Record excerpts: Begin
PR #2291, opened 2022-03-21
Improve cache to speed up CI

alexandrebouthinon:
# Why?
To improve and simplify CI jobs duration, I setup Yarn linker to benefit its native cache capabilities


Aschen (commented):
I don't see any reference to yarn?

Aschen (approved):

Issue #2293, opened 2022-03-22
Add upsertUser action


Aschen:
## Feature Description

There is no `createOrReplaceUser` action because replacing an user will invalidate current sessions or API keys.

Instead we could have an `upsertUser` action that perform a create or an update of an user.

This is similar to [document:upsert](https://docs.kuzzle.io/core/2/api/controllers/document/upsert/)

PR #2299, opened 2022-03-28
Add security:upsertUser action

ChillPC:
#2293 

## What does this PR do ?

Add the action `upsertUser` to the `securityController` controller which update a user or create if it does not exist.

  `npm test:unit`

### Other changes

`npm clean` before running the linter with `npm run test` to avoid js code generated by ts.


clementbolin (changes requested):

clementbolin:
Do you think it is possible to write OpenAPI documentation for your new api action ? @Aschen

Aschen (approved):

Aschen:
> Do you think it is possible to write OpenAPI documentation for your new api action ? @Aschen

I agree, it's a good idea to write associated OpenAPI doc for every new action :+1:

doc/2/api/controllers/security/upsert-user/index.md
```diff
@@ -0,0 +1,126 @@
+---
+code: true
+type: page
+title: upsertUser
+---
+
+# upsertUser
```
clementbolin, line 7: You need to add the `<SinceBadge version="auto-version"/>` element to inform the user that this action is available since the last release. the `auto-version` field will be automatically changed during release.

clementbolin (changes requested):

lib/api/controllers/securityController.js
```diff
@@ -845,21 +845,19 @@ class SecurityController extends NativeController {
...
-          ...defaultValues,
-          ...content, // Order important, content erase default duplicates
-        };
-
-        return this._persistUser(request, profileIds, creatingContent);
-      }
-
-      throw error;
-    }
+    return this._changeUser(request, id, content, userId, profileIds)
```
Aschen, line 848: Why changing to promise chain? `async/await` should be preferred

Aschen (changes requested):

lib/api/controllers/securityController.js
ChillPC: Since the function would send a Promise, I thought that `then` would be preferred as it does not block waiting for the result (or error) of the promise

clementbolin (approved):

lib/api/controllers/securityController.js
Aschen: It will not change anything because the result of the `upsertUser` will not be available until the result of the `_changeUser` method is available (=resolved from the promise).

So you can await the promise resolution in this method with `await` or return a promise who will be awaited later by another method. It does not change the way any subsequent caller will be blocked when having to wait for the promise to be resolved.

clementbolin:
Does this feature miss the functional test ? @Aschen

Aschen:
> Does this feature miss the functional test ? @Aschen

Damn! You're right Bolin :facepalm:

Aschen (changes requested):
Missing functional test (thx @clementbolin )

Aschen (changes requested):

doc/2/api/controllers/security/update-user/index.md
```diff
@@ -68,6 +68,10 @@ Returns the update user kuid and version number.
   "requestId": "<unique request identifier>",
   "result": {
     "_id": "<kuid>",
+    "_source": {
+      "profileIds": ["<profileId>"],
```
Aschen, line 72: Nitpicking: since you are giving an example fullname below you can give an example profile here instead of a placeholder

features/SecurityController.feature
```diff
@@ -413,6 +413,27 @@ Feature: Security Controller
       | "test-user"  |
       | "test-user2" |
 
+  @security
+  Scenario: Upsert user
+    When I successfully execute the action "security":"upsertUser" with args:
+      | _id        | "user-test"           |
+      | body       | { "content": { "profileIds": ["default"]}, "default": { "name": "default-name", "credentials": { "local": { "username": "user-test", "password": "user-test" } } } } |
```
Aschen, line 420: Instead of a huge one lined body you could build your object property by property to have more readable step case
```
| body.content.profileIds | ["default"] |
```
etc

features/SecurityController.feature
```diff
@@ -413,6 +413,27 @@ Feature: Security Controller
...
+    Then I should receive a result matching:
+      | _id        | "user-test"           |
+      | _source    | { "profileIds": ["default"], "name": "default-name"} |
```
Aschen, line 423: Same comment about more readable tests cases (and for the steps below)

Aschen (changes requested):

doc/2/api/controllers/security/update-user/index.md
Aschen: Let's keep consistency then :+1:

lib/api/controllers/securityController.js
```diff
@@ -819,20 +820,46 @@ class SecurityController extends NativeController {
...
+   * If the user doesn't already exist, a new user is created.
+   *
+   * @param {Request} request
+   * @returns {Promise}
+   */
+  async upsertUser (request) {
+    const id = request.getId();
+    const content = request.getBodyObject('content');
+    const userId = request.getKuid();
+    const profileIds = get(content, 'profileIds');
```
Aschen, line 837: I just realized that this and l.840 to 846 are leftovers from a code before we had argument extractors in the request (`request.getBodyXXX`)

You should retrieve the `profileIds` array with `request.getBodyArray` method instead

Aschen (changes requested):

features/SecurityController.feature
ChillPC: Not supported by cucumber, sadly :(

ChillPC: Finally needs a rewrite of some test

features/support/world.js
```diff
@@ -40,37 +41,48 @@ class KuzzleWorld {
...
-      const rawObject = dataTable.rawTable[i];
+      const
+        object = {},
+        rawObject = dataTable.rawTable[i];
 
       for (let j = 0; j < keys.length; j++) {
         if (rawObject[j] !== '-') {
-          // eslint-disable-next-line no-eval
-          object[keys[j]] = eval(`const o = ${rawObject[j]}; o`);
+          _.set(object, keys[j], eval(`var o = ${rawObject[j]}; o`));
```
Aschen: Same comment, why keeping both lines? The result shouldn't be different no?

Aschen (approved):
Record excerpts: End
▶ [Goal of the exercise]: Copy out the full set of entries without altering anything.

▶ [Exercise response]:
PR #2291, opened 2022-03-21
Improve cache to speed up CI

alexandrebouthinon:
# Why?
To improve and simplify CI jobs duration, I setup Yarn linker to benefit its native cache capabilities


Aschen (commented):
I don't see any reference to yarn?

Aschen (approved):

Issue #2293, opened 2022-03-22
Add upsertUser action


Aschen:
## Feature Description

There is no `createOrReplaceUser` action because replacing an user will invalidate current sessions or API keys.

Instead we could have an `upsertUser` action that perform a create or an update of an user.

This is similar to [document:upsert](https://docs.kuzzle.io/core/2/api/controllers/document/upsert/)

PR #2299, opened 2022-03-28
Add security:upsertUser action

ChillPC:
#2293 

## What does this PR do ?

Add the action `upsertUser` to the `securityController` controller which update a user or create if it does not exist.

  `npm test:unit`

### Other changes

`npm clean` before running the linter with `npm run test` to avoid js code generated by ts.


clementbolin (changes requested):

clementbolin:
Do you think it is possible to write OpenAPI documentation for your new api action ? @Aschen

Aschen (approved):

Aschen:
> Do you think it is possible to write OpenAPI documentation for your new api action ? @Aschen

I agree, it's a good idea to write associated OpenAPI doc for every new action :+1:

doc/2/api/controllers/security/upsert-user/index.md
```diff
@@ -0,0 +1,126 @@
+---
+code: true
+type: page
+title: upsertUser
+---
+
+# upsertUser
```
clementbolin, line 7: You need to add the `<SinceBadge version="auto-version"/>` element to inform the user that this action is available since the last release. the `auto-version` field will be automatically changed during release.

clementbolin (changes requested):

lib/api/controllers/securityController.js
```diff
@@ -845,21 +845,19 @@ class SecurityController extends NativeController {
...
-          ...defaultValues,
-          ...content, // Order important, content erase default duplicates
-        };
-
-        return this._persistUser(request, profileIds, creatingContent);
-      }
-
-      throw error;
-    }
+    return this._changeUser(request, id, content, userId, profileIds)
```
Aschen, line 848: Why changing to promise chain? `async/await` should be preferred

Aschen (changes requested):

lib/api/controllers/securityController.js
ChillPC: Since the function would send a Promise, I thought that `then` would be preferred as it does not block waiting for the result (or error) of the promise

clementbolin (approved):

lib/api/controllers/securityController.js
Aschen: It will not change anything because the result of the `upsertUser` will not be available until the result of the `_changeUser` method is available (=resolved from the promise).

So you can await the promise resolution in this method with `await` or return a promise who will be awaited later by another method. It does not change the way any subsequent caller will be blocked when having to wait for the promise to be resolved.

clementbolin:
Does this feature miss the functional test ? @Aschen

Aschen:
> Does this feature miss the functional test ? @Aschen

Damn! You're right Bolin :facepalm:

Aschen (changes requested):
Missing functional test (thx @clementbolin )

Aschen (changes requested):

doc/2/api/controllers/security/update-user/index.md
```diff
@@ -68,6 +68,10 @@ Returns the update user kuid and version number.
   "requestId": "<unique request identifier>",
   "result": {
     "_id": "<kuid>",
+    "_source": {
+      "profileIds": ["<profileId>"],
```
Aschen, line 72: Nitpicking: since you are giving an example fullname below you can give an example profile here instead of a placeholder

features/SecurityController.feature
```diff
@@ -413,6 +413,27 @@ Feature: Security Controller
       | "test-user"  |
       | "test-user2" |
 
+  @security
+  Scenario: Upsert user
+    When I successfully execute the action "security":"upsertUser" with args:
+      | _id        | "user-test"           |
+      | body       | { "content": { "profileIds": ["default"]}, "default": { "name": "default-name", "credentials": { "local": { "username": "user-test", "password": "user-test" } } } } |
```
Aschen, line 420: Instead of a huge one lined body you could build your object property by property to have more readable step case
```
| body.content.profileIds | ["default"] |
```
etc

features/SecurityController.feature
```diff
@@ -413,6 +413,27 @@ Feature: Security Controller
...
+    Then I should receive a result matching:
+      | _id        | "user-test"           |
+      | _source    | { "profileIds": ["default"], "name": "default-name"} |
```
Aschen, line 423: Same comment about more readable tests cases (and for the steps below)

Aschen (changes requested):

doc/2/api/controllers/security/update-user/index.md
Aschen: Let's keep consistency then :+1:

lib/api/controllers/securityController.js
```diff
@@ -819,20 +820,46 @@ class SecurityController extends NativeController {
...
+   * If the user doesn't already exist, a new user is created.
+   *
+   * @param {Request} request
+   * @returns {Promise}
+   */
+  async upsertUser (request) {
+    const id = request.getId();
+    const content = request.getBodyObject('content');
+    const userId = request.getKuid();
+    const profileIds = get(content, 'profileIds');
```
Aschen, line 837: I just realized that this and l.840 to 846 are leftovers from a code before we had argument extractors in the request (`request.getBodyXXX`)

You should retrieve the `profileIds` array with `request.getBodyArray` method instead

Aschen (changes requested):

features/SecurityController.feature
ChillPC: Not supported by cucumber, sadly :(

ChillPC: Finally needs a rewrite of some test

features/support/world.js
```diff
@@ -40,37 +41,48 @@ class KuzzleWorld {
...
-      const rawObject = dataTable.rawTable[i];
+      const
+        object = {},
+        rawObject = dataTable.rawTable[i];
 
       for (let j = 0; j < keys.length; j++) {
         if (rawObject[j] !== '-') {
-          // eslint-disable-next-line no-eval
-          object[keys[j]] = eval(`const o = ${rawObject[j]}; o`);
+          _.set(object, keys[j], eval(`var o = ${rawObject[j]}; o`));
```
Aschen: Same comment, why keeping both lines? The result shouldn't be different no?

Aschen (approved):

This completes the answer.